▶ **EXERCISE GOAL**
All lines holding the string "false" should be copied from the data below.

[[ SOURCE RECORDS open ]]

PR #1083, opened 2024-05-14
Do not use `trace` on internal logger

unflxw:
The internal logger does not support `trace`. Use `debug` instead.

Since the heartbeat implementation intentionally swallows all errors and logs them, issues such as this would go unnoticed by the test suite. Add assertions on the messages that are expected to be logged to ensure that the implementation is actually working as expected.

(Another "how did this ever pass the tests?" mystery, though in this case the answer is simple in retrospect)


unflxw:
Will merge without reviews as to release a fix to the affected customer.

PR #1098, opened 2024-06-18
Skip RubyGems and Bundler update on JRuby

unflxw:
When running on JRuby, skip updating RubyGems and Bundler. This is a workaround for a build issue involving JRuby: https://github.com/jruby/jruby/issues/7059

[skip changeset] because it only affects CI

### DIFF
--- a/support/install_deps
+++ b/support/install_deps
@@ -4,6 +4,12 @@ set -eu
 
 gem_args="--no-verbose --no-document"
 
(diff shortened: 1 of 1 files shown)


tombruijn (approved):

unflxw:
I have manually verified that replacing `"rails"` with `"appsignal"` in the [minimal reproduction case](https://github.com/jruby/jruby/issues/7059#issuecomment-2176005415) does not trigger this issue.

PR #1159, opened 2024-07-05
Fix all_specs deprecation of bundler

jbockler:
bundler deprecated the usage of `Bundler.rubygems.all_specs` with version 2.5.12 (June 13, 2024), in order to better support default gems.
This version is the new default version with ruby 3.3.3 and thus the warning pops up:

Bundler.rubygems.all_specs has been removed in favor of Bundler.rubygems.installed_specs


tombruijn (approved):
Great! Thanks for the PR!

PR #1243, opened 2024-08-14
Remove heartbeat aliases and warnings

unflxw:
Remove all name and argument aliases for the deprecated heartbeat invocations, and the corresponding deprecation warnings.

[skip changeset]


tombruijn (approved):
Thanks!

PR #1293, opened 2024-09-12
Implement heartbeat checkins

unflxw:
Part of https://github.com/appsignal/integration-guide/issues/169.

### [Ensure stubs are called exactly once](https://github.com/appsignal/appsignal-ruby/commit/1971bbe2fae6566c1b1df0ea88bfd95c926c608f)

_[@tombruijn could you take a look? I tried more reasonable approaches within webmock before reaching this count-requests-separately solution, but maybe I missed something in webmock that would solve this in a less awkward way]_

Ensure that the stubs are called exactly once -- that is, that the
same stub is not used several times, potentially masking a bug where
several transmissions happen for the same events, and that no stubs
are declared which are left unused.

The strange way in which it is implemented is due to certain quirks
of how the `webmock` gem works. I could not find a way to have a
stub automatically disable itself when called, similar to what the
`nock` Node.js package provides -- so I implemented this by passing
a number of request bodies to expect to respond to when declaring
the mock, and erroring if more requests are made than the request
bodies provided.

That, however, does not cover the scenario where the stub is not
called at all. Somewhat bafflingly, the `have_been_requested` matcher
does not check a counter that has been incremented for each request.
Instead, it re-runs the requests it has stored by the stubs _again_,
and counts how many match. Given the implementation described above,
where the stub is exhausting a list of request bodies as it goes,
the matcher will fail when attempting to go a second time around.

So instead, we increment a counter when a request is processed
(without said request having exhausted the matcher) and we return
that counter from the stub. The tests store these counters in a
`let` binding, and an `after` block checks that each stored counter
has been increased to one. This is done in an `after` block not
only for convenience, but because some tests are mocking a call
that will only be performed in that same `after` block, when the
scheduler is stopped.

### [Implement heartbeat check-ins](https://github.com/appsignal/appsignal-ruby/commit/2abbd5e2f60bcb11b30d7ae2c68ac58dd35377fa)

Add an `Appsignal::CheckIn.heartbeat` helper that emits a single
heartbeat for the check-in identifier given.

When given `continuous: true` as the second argument, it spawns a
separate thread that emits a heartbeat every thirty seconds. This
is a convenience method for the use case where the heartbeat is
only meant as a check that the process is alive.

Split functions that deal with different event kinds out of the
scheduler and test them independently.

### DIFF
--- a/lib/appsignal/check_in.rb
+++ b/lib/appsignal/check_in.rb
@@ -2,10 +2,21 @@
 
 module Appsignal
   module CheckIn
+    HEARTBEAT_CONTINUOUS_INTERVAL_SECONDS = 30
     class << self
+      # @api private
+      def continuous_heartbeats
+        @continuous_heartbeats ||= []
+      end
+
+      # @api private
+      def kill_continuous_heartbeats
+        continuous_heartbeats.each(&:kill)
+      end
+
       # Track cron check-ins.
       #
-      # Track the execution of certain processes by sending a cron check-in.
+      # Track the execution of scheduled processes by sending a cron check-in.
       #
       # To track the duration of a piece of code, pass a block to {.cron}
       # to report both when the process starts, and when it finishes.
@@ -40,6 +51,37 @@ module Appsignal
         output
       end
 
+      # Track heartbeat check-ins.
+      #
+      # Track the execution of long-lived processes by sending a heartbeat
+      # check-in.
+      #
+      # @example Send a heartbeat check-in
+      #   Appsignal::CheckIn.heartbeat("main_loop")
+      #
+      # @param identifier [String] identifier of the heartbeat check-in to report.
+      # @param continuous [Boolean] whether the heartbeats should be sent continuously
+      #   during the lifetime of the process. Defaults to `false`.
+      # @yield the block to monitor.
+      # @return [void]
+      # @since 4.1.0
+      # @see https://docs.appsignal.com/check-ins/heartbeat
+      def heartbeat(identifier, continuous: false)
+        if continuous
+          continuous_heartbeats << Thread.new do
+            loop do
+              heartbeat(identifier)
+              sleep HEARTBEAT_CONTINUOUS_INTERVAL_SECONDS
+            end
+          end
+
+          return
+        end
+
+        event = Event.heartbeat(:identifier => identifier)
+        scheduler.schedule(event)
+      end
+
       # @api private
       def transmitter
         @transmitter ||= Transmitter.new(
@@ -60,5 +102,6 @@ module Appsignal
   end
 end
 
+require "appsignal/check_in/event"
 require "appsignal/check_in/scheduler"
 require "appsignal/check_in/cron"
--- a/spec/support/helpers/api_request_helper.rb
+++ b/spec/support/helpers/api_request_helper.rb
@@ -1,4 +1,16 @@
 module ApiRequestHelper
+  class RequestCounter
+    attr_reader :count
+
+    def initialize
+      @count = 0
+    end
+
+    def increase
+      @count += 1
+    end
+  end
+
   def stub_api_request(config, path, body = nil)
     options = {
       :query => {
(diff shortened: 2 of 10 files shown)


lib/appsignal/check_in.rb
```diff
@@ -2,10 +2,18 @@
...
 module Appsignal
   module CheckIn
+    HEARTBEAT_FOREVER_INTERVAL_SECONDS = 30
     class << self
+      @@forever_heartbeats = [] # rubocop:disable Style/ClassVars
+
+      # @api private
+      def kill_forever_heartbeats
+        @@forever_heartbeats.each(&:kill)
+      end
```
tombruijn, line 12: I'm not sure why the class env var is needed here.

This will work the way you want it I think, a single list of these forever heartbeats kept on the module.

```suggestion
      # @api private
      def forever_heartbeats
        @forever_heartbeats ||= []
      end

      # @api private
      def kill_forever_heartbeats
        forever_heartbeats.each(&:kill)
      end
```

lib/appsignal/check_in.rb
```diff
@@ -40,6 +48,35 @@ def cron(identifier)
...
+      #   Appsignal::CheckIn.heartbeat("main_loop")
+      #
+      # @param identifier [String] identifier of the heartbeat check-in to report.
+      # @yield the block to monitor.
+      # @return [void]
+      # @since 4.1.0
+      # @see https://docs.appsignal.com/check-ins/heartbeat
+      def heartbeat(identifier, forever: false)
+        if forever
+          @@forever_heartbeats << Thread.new do
```
tombruijn, line 66:
```suggestion
          forever_heartbeats << Thread.new do
```

spec/support/helpers/api_request_helper.rb
```diff
@@ -1,4 +1,16 @@
...
+    attr_reader :count
+
+    def initialize
+      @count = 0
+    end
+
+    def increase
+      @count += 1
+    end
+  end
```
tombruijn, line 12: > @tombruijn could you take a look? I tried more reasonable approaches within webmock before reaching this count-requests-separately solution, but maybe I missed something in webmock that would solve this in a less awkward way

I'll take a look later. Your implementation seems to work, but a bit weird.

lib/appsignal/check_in.rb
```diff
@@ -40,6 +48,35 @@ def cron(identifier)
...
+      #
+      # @example Send a heartbeat check-in
+      #   Appsignal::CheckIn.heartbeat("main_loop")
+      #
+      # @param identifier [String] identifier of the heartbeat check-in to report.
+      # @yield the block to monitor.
+      # @return [void]
+      # @since 4.1.0
+      # @see https://docs.appsignal.com/check-ins/heartbeat
+      def heartbeat(identifier, forever: false)
```
tombruijn, line 64: Was the name forever decided upon yet? We can also name it continuous heartbeats or something. Forever seems so definitive.

tombruijn (approved):

lib/appsignal/check_in.rb
unflxw: I think I tried this and it didn't work -- I'll double-check. 👍

lib/appsignal/check_in.rb
tombruijn: > It's not at all set in stone. Something like `continously: true` sounds good to me as well.

My vote is for something other than forever, like `repeat: true` or `continuous: true`.

lib/appsignal/check_in.rb
tombruijn: I tried it locally before commenting and it worked for me :)

unflxw: Ah, indeed -- what didn't work was trying to initialise it as `@forever_heartbeats = []` within `class << self` itself.

lib/appsignal/check_in.rb
unflxw: Went with `continuous: true`.

lib/appsignal/check_in.rb
```diff
@@ -40,6 +51,37 @@ def cron(identifier)
...
+      #
+      # Track the execution of long-lived processes by sending a heartbeat
+      # check-in.
+      #
+      # @example Send a heartbeat check-in
+      #   Appsignal::CheckIn.heartbeat("main_loop")
+      #
+      # @param identifier [String] identifier of the heartbeat check-in to report.
+      # @param continuous [Boolean] whether the heartbeats should be sent continuously
+      # during the lifetime of the process. Defaults to `false`.
```
tombruijn, line 64:
```suggestion
      #   during the lifetime of the process. Defaults to `false`.
```

Needs to be indented otherwise it becomes part of the description of the entire method:


2024-09-16 10-11-53 Module AppsignalCheckIn — Documentation for ruby(1)

PR #1334, opened 2024-11-12
Add default_attributes to Logger

jvanbaarsen:
This adds the ability to add default attributes to a logger object.

One usecase for this:

You create a Logger, for which you already know a specific attribute, you can now set it on the initialize instead of having to pass it around all the time.


unflxw (approved):
Pushed some additional changes -- most notably I renamed `default_attributes` to `attributes`.

Issue #1352, opened 2024-12-18
Tagged logging support breaks Rails logger broadcasting


unflxw:
We implemented support for ActiveRecord tagged logging in our logger #1344.

Due to bugs in Rails' broadcast implementation, broadcasting to several tagged loggers will break tagged logging functionality (https://github.com/rails/rails/issues/49745) and cause Rails itself to return malformed Rack requests (https://github.com/rails/rails/issues/51883)

There is a PR in Rails for fixing this by having the broadcast logger explicitly support tagged logging (https://github.com/rails/rails/pull/53105) but it doesn't seem like it'll be merged soon.

To avoid breaking broadcast logging, we may need to implement our own workaround to this issue.

PR #1357, opened 2024-12-19
Implement logger broadcasting

unflxw:
This PR builds on top of the changes in #1355.

Docs will need to be updated to recommend this over `Rails.logger.broadcast_to`.

---

### [Implement logger broadcasting](https://github.com/appsignal/appsignal-ruby/commit/8d31106218c56df1c7a7044ffcc73b72da586821)

Implement broadcasting logs to other loggers, following the same
interface as `#broadcast_to`. Unlike `#broadcast_to`, however,
instead of forwarding each method call one-for-one, we rely on the
`#add` method which is expected of the logger interface.

As such, we should not run into the kinds of bugs that affect
`ActiveSupport::BroadcastLogger` when used alongside additional
logger features such as tagged logging, such as https://github.com/rails/rails/issues/49745.

This enables customers to use both broadcast logging and tagged
logging with the AppSignal logger without running into
application-breaking bugs.

As a trade-off, unlike `ActiveSupport::BroadcastLogger`, our
broadcast implementation is sensitive to the order in which those
additional features are applied, expecting them to be applied on
top of the broadcast logger, and not on the underlying loggers:

```ruby
 # Incorrect example
some_logger = ActiveSupport::TaggedLogging.new(
  Logger.new("/etc/app.log")
)

appsignal_logger = Appsignal::Logger.new("app")

 # Even if `some_logger` is a tagging-enabled logger,
 # this logger will not behave as a tagging-enabled logger.
Rails.logger = appsignal_logger.broadcast_to(some_logger)
```

```ruby
 # Correct example
some_logger = Logger.new("/etc/app.log")
appsignal_logger = Appsignal::Logger.new("app")

appsignal_logger.broadcast_to(some_logger)
 # As the tagged logging is applied on the broadcast logger,
 # both logs sent to AppSignal and to `some_logger` will include
 # given tags, and `Rails.logger` will be a tagging-enabled logger.
Rails.logger = ActiveSupport::TaggedLogging.new(appsignal_logger)
```


luismiramirez (approved):

lightyrs:
@unflxw Doesn't this make it impossible to use (for example) WARN in your appsignal logs and INFO in your file logs?

Here's how we wanted to log:

```rb
  file_logger = Logger.new(Rails.root.join("log/#{Rails.env}.log"), level: Logger::INFO)
  appsignal_logger = Appsignal::Logger.new("rails", level: Logger::WARN)

  config.logger = ActiveSupport::BroadcastLogger.new(
    ActiveSupport::TaggedLogging.new(file_logger),
    ActiveSupport::TaggedLogging.new(appsignal_logger)
  )
```

but then we hit the issues referenced in https://github.com/appsignal/appsignal-ruby/issues/1352

so we switched to:

```rb
  file_logger = Logger.new(Rails.root.join("log/#{Rails.env}.log"), level: Logger::WARN)
  appsignal_logger = Appsignal::Logger.new("rails", level: Logger::WARN)

  appsignal_logger.broadcast_to(file_logger)

  config.logger = ActiveSupport::TaggedLogging.new(appsignal_logger)
```

but ideally we could use INFO for file_logger and WARN for appsignal_logger, like:

```rb
  file_logger = Logger.new(Rails.root.join("log/#{Rails.env}.log"), level: Logger::INFO)
  appsignal_logger = Appsignal::Logger.new("rails", level: Logger::WARN)

  appsignal_logger.broadcast_to(file_logger)

  config.logger = ActiveSupport::TaggedLogging.new(appsignal_logger)
```

PR #1369, opened 2025-01-21
Fix HTTP.rb non-ascii URI parsing

stephannv:
When Appsignal is enabled, it hooks into HTTP request method. It uses `URI.parse` when uri is a string, but `URI.parse` doesn't support non-ascii characters:
```ruby
HTTP.get("http://www.example.com/áéíóúãÔù") # it works when appsignal is disabled
```

With Appsignal enabled, the code above raises this error:
```
URI::InvalidURIError:
       URI must be ascii only "http://www.example.com/\u00E1\u00E9\u00ED\u00F3\u00FA\u00E3\u00D4\u00F9"
```

The solution I found was using Addressable::URI.parse since it handles non-ascii characters.

ps.: Addressable is a HTTP's runtime dependency since 2015

### DIFF
--- a/lib/appsignal/integrations/http.rb
+++ b/lib/appsignal/integrations/http.rb
@@ -5,7 +5,7 @@ module Appsignal
     # @api private
     module HttpIntegration
       def request(verb, uri, opts = {})
-        parsed_request_uri = uri.is_a?(URI) ? uri : URI.parse(uri.to_s)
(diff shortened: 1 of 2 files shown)


unflxw:
Thanks for fixing this issue @stephannv! I've made some minor tweaks to it in #1370 -- continuing there.

PR #303, opened 2026-07-03
fix: reject duplicate function definitions (last-wins was silent)

### LINKED ISSUE #88: bug: duplicate function/type definitions are silently accepted (last wins) — silent shadowing in encode composition
## Problem

Defining two functions (or two types) with the same name does not produce any error. The compiler silently keeps the **last** definition and discards the earlier one — no warning, no diagnostic.

## Reproduction

```
$ printf 'func greet() { return "FIRST" }\n\nfunc greet() { return "SECOND" }\n\nfunc main() { println(greet()) }\n' > dup.src
$ machin encode dup.src > dup.mfl   # exit 0, no warning
$ machin run dup.mfl
SECOND
```

`encode` runs `ParseProgram` + `Check` (see `cmdEncode` in `main.go`) and both pass; the duplicate is never flagged.

## Why it matters

This is a real footgun for the framework composition model, which is the documented way to build apps:

```
machin encode framework/machweb.src app.src > app.mfl
```

`encode` concatenates the framework and the app into **one global namespace**. If an app function/type name collides with one in `machweb.src` (`response`, `route`, `param`, `serve`, `dispatch`, `Request`, `Response`, …), one definition silently overrides the other and the program compiles to something the author did not write.

This already exists latently in the repo's own shipped example: `framework/example.src` defines `func route(req)`, while `framework/machweb.src` defines `func route(router, method, path, handler)`. Composing them yields two `route` definitions; it only works today because `example.src` calls `serve()` (not `serve_router()`), so the framework's `route` is never invoked. A small refactor would turn this into a baffling bug.

## Suggested fix

- In the type checker (`Check` in `types.go`), reject a duplicate top-level function or type name with a clear `error: function "route" redefined` diagnostic.
- Until then, rename `example.src`'s `route(req)` (e.g. to `handle_request`) and document in `framework/README.md` that composed `.src` files share a single global namespace, so app names must not collide with machweb's.

javimosch:
## Summary
- Two functions with the same name compiled with no error — `Check`'s registration loop just overwrote the earlier entry in its lookup map. Types already had this guard (`duplicate type %q`); functions had none.
- A real footgun for the framework composition model, which puts the framework and the app in one shared global namespace: an app function name colliding with a framework one silently won or lost depending on declaration order.
- Added the matching guard, classified as `duplicate-function` in `machin check --json`'s stable code list.
- Fixing this surfaced a real latent collision already shipping in the repo: `framework/example.src`'s `route(req)` collided with `machweb.src`'s `route(router, method, path, handler)` — `framework/run.sh` composes both by default. Renamed to `handle_request`; verified the example still serves correctly end-to-end. `framework/README.md` now documents the shared-namespace rule explicitly.

Fixes #88.

## Test plan
- [x] `go build ./...` clean
- [x] New `TestCheckDuplicateFunction`
- [x] Reproduced the original bug (`greet()` defined twice → `SECOND` silently wins), confirmed it now errors with `duplicate function "greet"` / `machin check --json` code `duplicate-function`
- [x] `framework/run.sh` (composes `machweb.src` + `example.src`) verified working end-to-end after the rename — curl against `/`, `/api/todos`, `/hello/machine` all correct
- [x] Checked all other `machin encode` compose call sites in the repo (`bench/*`) for the same collision class — none found

## Summary by CodeRabbit

* **Bug Fixes**
  * Duplicate function names are now rejected with a clear diagnostic instead of being accepted silently.
  * Analysis now reports a dedicated error code for this case, improving JSON output and tooling feedback.

* **Documentation**
  * Updated docs to explain that app and framework code share one namespace, and that name collisions are not allowed.

* **Tests**
  * Added coverage for duplicate function detection to verify the new error behavior.

### DIFF
--- a/CHANGELOG.md
+++ b/CHANGELOG.md
@@ -2,6 +2,21 @@
 
 ## Unreleased
 
+- **Fixed: duplicate function definitions were silently accepted (last wins).** Two
+  functions with the same name compiled with no error — the checker's registration
+  loop just overwrote the earlier entry in its lookup map. A real footgun for the
+  framework composition model (`machin encode framework/machweb.src app.src`), which
+  puts the framework and the app in one shared global namespace: an app name
+  colliding with a framework name (`route`, `param`, `serve`, …) silently won or lost
+  depending on declaration order, with zero diagnostic. `Check` already rejected
+  duplicate *types* this way; functions had no equivalent guard. Now a clear
+  `duplicate function "name"` error (`machin check --json` code `duplicate-function`).
+  Fixing this surfaced a real latent collision already shipping in the repo:
+  `framework/example.src`'s `route(req)` collided with `machweb.src`'s
+  `route(router, method, path, handler)` — renamed to `handle_request`, and
+  `framework/README.md` now documents the shared-namespace rule explicitly. See
+  issue #88.
+
 - **Added: `machin test [--json] <src...>` — a native MFL test runner (#236 Stage A).**
   `framework/test.src` provides `assert(cond, msg)`, `assert_eq_int(got, want, name)`,
   `assert_eq_str(got, want, name)`, and `test_summary()` (call last in `main()` — prints the
--- a/check.go
+++ b/check.go
@@ -349,6 +349,8 @@ func classifyCheck(msg string) string {
 		return "no-main"
 	case strings.Contains(msg, "duplicate type"):
 		return "duplicate-type"
+	case strings.Contains(msg, "duplicate function"):
+		return "duplicate-function"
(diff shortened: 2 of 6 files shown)


javimosch:
**Review — Head of Org Engineering:** The change correctly implements duplicate function detection in the checker (types.go), wires the new error code into classifyCheck (check.go), adds a focused regression test (check_test.go), renames the colliding example function (framework/example.src), and documents the shared-namespace rule (framework/README.md, CHANGELOG.md). All edits are in-scope, syntactically valid, and free of correctness bugs or security issues.

PR #304, opened 2026-07-03
fix: json_echo_api.mfl silently truncated large/split POST bodies (#91)

### LINKED ISSUE #91: bug: read() does a single 64KB read — large/split HTTP requests are silently truncated in the showcased servers
## Problem

The `read` networking builtin issues a single `read(2)` of at most 65535 bytes and returns whatever that one call produced:

```c
// codegen.go:364-370
static char* mfl_read(int64_t fd) {
    char* buf = mfl_alloc(65536);
    ssize_t n = read((int)fd, buf, 65535);
    if (n < 0) n = 0;
    buf[n] = 0;
    return buf;
}
```

TCP is a byte stream: a single `read()` is **not** guaranteed to return a whole HTTP request. A request larger than ~64KB, or one whose bytes arrive in multiple segments (common for POST bodies, or under load), will be **silently truncated** — `read()` returns a partial buffer with no error.

Every showcased server relies on one `read(conn)` returning the full request:

- `framework/machweb.src:62-67` — `machweb_handle` does `raw := read(conn)` then `parse_request(raw)` / `http_body(raw)`.
- `examples/complex/http_server.mfl`, `examples/complex/json_echo_api.mfl` (POST → parse body → echo), and `selfhost/server.mfl` all assume a complete request from one read.

So the headline "POST JSON → parse into a struct → echo it back" feature (`json_echo_api`, framework echo route) can mis-parse or drop data whenever the body doesn't fit in the first segment.

## Why it matters

The concurrent HTTP server and JSON-over-HTTP APIs are flagship examples of the language. A partial read produces a malformed request line or a truncated JSON body, which then fails `parse(...)` or yields wrong results — intermittently, and only under conditions (size/timing) that don't show up in a quick local `curl`.

## Suggested fix

- Loop on `read()` until the request is complete (e.g. headers terminated by `\r\n\r\n`, then read `Content-Length` bytes of body), growing the buffer as needed; or at minimum loop to drain what's currently available.
- If a full fix is out of scope, document the 64KB / single-read limitation alongside `read` in `docs/LANGUAGE.md` (§Builtins, line ~330) and `SPEC.md` §8 so users of `listen`/`accept`/`read` know requests are not reassembled.

javimosch:
## Summary
- `read(fd)` is one `read(2)` syscall, returning at most 65535 bytes — not a whole HTTP request. `framework/machweb.src`'s own server (`read_request_bytes`) already loops correctly on this; `examples/complex/json_echo_api.mfl` — one of the two examples #91 named as actually vulnerable (`http_server.mfl` reads but never uses the result, so it's not functionally affected) — still used a single `read(conn)`.
- Fixed by inlining the same loop-until-`Content-Length` pattern (`read_bytes` + `bytes_index` + a small `content_length` helper mirroring `machweb.src`'s), kept self-contained so the example needs no framework composition.
- `docs/LANGUAGE.md` (new "Raw sockets" subsection) and `SPEC.md` now document the single-read limitation next to `read`/`write`, pointing at `read_request_bytes` as the reference pattern — per the issue's own documentation fallback.

Fixes #91.

## Test plan
- [x] `go build ./...` clean
- [x] New `TestReadBytesLoopReassemblesLargePayload` — proves the underlying mechanism (a single `read_bytes` call cannot return more than its 65536-byte cap) a regression could silently break
- [x] Empirically reproduced the bug against a real 100 KB POST body: old code truncated to 65,353 bytes; fix round-trips all 100,000 — verified with a clean server process each time (not a stale one), confirmed by explicit port checks
- [x] Canonical-form check (the file's own tightening rules) passes

### DIFF
--- a/CHANGELOG.md
+++ b/CHANGELOG.md
@@ -2,6 +2,18 @@
 
 ## Unreleased
 
+- **Fixed: `examples/complex/json_echo_api.mfl` silently truncated large/split POST
+  bodies.** `read(fd)` is one `read(2)` syscall, returning at most 65535 bytes — not a
+  whole HTTP request. `framework/machweb.src`'s own server (`read_request_bytes`) has
+  looped correctly on this for a while; this specific example still used a single
+  `read(conn)` and had no test proving otherwise. Fixed by inlining the same
+  loop-until-`Content-Length` pattern (`read_bytes` + `bytes_index` + a small
+  `content_length` helper), kept self-contained (no framework composition needed).
+  Verified against a real 100 KB body: the old code silently truncated to 65,353
+  bytes; the fix round-trips all 100,000. `docs/LANGUAGE.md` and `SPEC.md` now
+  document the single-read limitation next to `read`/`write`, pointing at the correct
+  pattern. New `TestReadBytesLoopReassemblesLargePayload`. See issue #91.
+
 ## v0.99.0
 
 - **Fixed: duplicate function definitions were silently accepted (last wins).** Two
--- a/SPEC.md
+++ b/SPEC.md
@@ -325,7 +325,7 @@ startup (before `main`; at `_initialize` for a wasm reactor).
 | `sleep` | `(int) -> ` | pause (milliseconds) |
 | `dial` | `(string, int) -> int` | connect to host:port; an fd, or -1 on failure |
 | `listen`, `accept` | `(int) -> int` | open / accept on a TCP socket |
-| `read`, `write` | `(int[, string]) -> string\|int` | socket/fd I/O |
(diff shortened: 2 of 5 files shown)


javimosch:
**Review — Head of Org Engineering:** The PR correctly fixes the single-read truncation bug in examples/complex/json_echo_api.mfl by inlining a read loop matching the framework pattern, updates SPEC.md and docs/LANGUAGE.md with accurate documentation of the read(2) limitation, and adds a concrete regression test (TestReadBytesLoopReassemblesLargePayload) that verifies multi-read reassembly of a 100 KB payload. No correctness bugs, security issues, out-of-scope edits, or leaked secrets are present.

[[ SOURCE RECORDS closed ]]

▶ **YOUR SOLUTION**
+      #   during the lifetime of the process. Defaults to `false`.
+      def heartbeat(identifier, continuous: false)
+      def heartbeat(identifier, forever: false)
+      def heartbeat(identifier, forever: false)
+      # during the lifetime of the process. Defaults to `false`.
      #   during the lifetime of the process. Defaults to `false`.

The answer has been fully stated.